Items from a data source:
· · · ·
PR #540, opened 2026-06-10
Treat go test build failures as terminal; don't retry

pda:
### Description

When a Go package fails to compile, gotestsum reports it in JUnit XML as a synthetic testcase named `TestMain` with an empty classname. bktec recorded that as a retryable test failure, but the empty classname means an empty package path, so it was silently dropped from the retry command. If the remaining failures were flaky and passed on retry, the final attempt exited 0 and the job passed despite the compile error — even though bktec's own report said tests had failed.

Two changes:

- The gotest runner detects the build-failure signature (`TestMain` + empty classname + `[build failed]` in the failure text) and records it as an error outside of the tests, using the same `RunResult.error` mechanism rspec, jest, and playwright already use for things like syntax errors.
- The retry loop treats an error outside of the tests as terminal and returns the current attempt's command error instead of retrying. Retrying can't fix such errors, and a passing retry could previously mask them — this also closes the same latent hole for the rspec/jest/playwright error conditions when they coexist with retryable failures.

The `[build failed]` content check distinguishes build failures from other package-level failures that share the same testcase shape (a crashed `TestMain`, test timeouts); those keep their existing behaviour, as does `[setup failed]`. The string is stable: it's been a literal in cmd/go since at least Go 1.5 and is asserted byte-for-byte by Go's own script tests, and gotestsum's synthesis is unchanged since before v1.8.0.

Out of scope for now: the broader question of deriving bktec's final exit status from the run result, so that *any* failed test that never makes it into the final attempt fails the step. This closes the build-failure instance of that class.

### Testing

Added `testdata/go/broken/`, a deliberately uncompilable package, so the regression tests exercise the real go toolchain and gotestsum rather than canned XML — if a future Go or gotestsum version changes the build-failure output, these tests fail at version-bump time rather than in a user's pipeline.

Tests were written first and confirmed to fail. The loop-level test reproduces the original incident shape (a broken package alongside a genuinely failing test): before the fix, the retry visibly drops the broken package and re-runs only the other package.

### DIFF
--- a/internal/runner/gotest.go
+++ b/internal/runner/gotest.go
@@ -81,6 +81,19 @@ func (g GoTest) Run(result *RunResult, testCases []plan.TestCase, retry bool) er
 	}
 
 	for _, test := range testResults {
+		// A package that fails to build is reported by gotestsum as a synthetic
+		// testcase named "TestMain" with an empty classname, whose failure
+		// message contains "[build failed]" (printed by the go tool itself).
+		// A build failure cannot be fixed by retrying, so treat it as an error
+		// outside of the tests instead of recording it as a test result.
+		// Recording it would select it for retry, where its empty package path
+		// would silently drop it from the retry command, allowing the build
+		// failure to go unnoticed.
+		if isBuildFailure(test) {
+			result.error = fmt.Errorf("go test failed to build %s", test.SuiteName)
+			continue
+		}
+
 		result.RecordTestResult(plan.TestCase{
 			Format: plan.TestCaseFormatExample,
 			Scope:  test.Classname,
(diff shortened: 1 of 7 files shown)


internal/runner/gotest.go
```diff
@@ -81,6 +81,19 @@ func (g GoTest) Run(result *RunResult, testCases []plan.TestCase, retry bool) er
...
+		// A package that fails to build is reported by gotestsum as a synthetic
+		// testcase named "TestMain" with an empty classname, whose failure
+		// message contains "[build failed]" (printed by the go tool itself).
+		// A build failure cannot be fixed by retrying, so treat it as an error
+		// outside of the tests instead of recording it as a test result.
+		// Recording it would select it for retry, where its empty package path
+		// would silently drop it from the retry command, allowing the build
+		// failure to go unnoticed.
+		if isBuildFailure(test) {
+			result.error = fmt.Errorf("go test failed to build %s", test.SuiteName)
```
gchan, line 93: Noting the last-write-wins behavour: If there are multiple build failures, only the last failure will be reported. 

Also noting result.error is sticky which is fine as the run is terminal.

gchan (approved):

nprizal (approved):
Make sense to me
· · · ·
**Task item**
List all lines from the entries that include the word "internal".

**Your response**
--- a/internal/runner/gotest.go
+++ b/internal/runner/gotest.go
internal/runner/gotest.go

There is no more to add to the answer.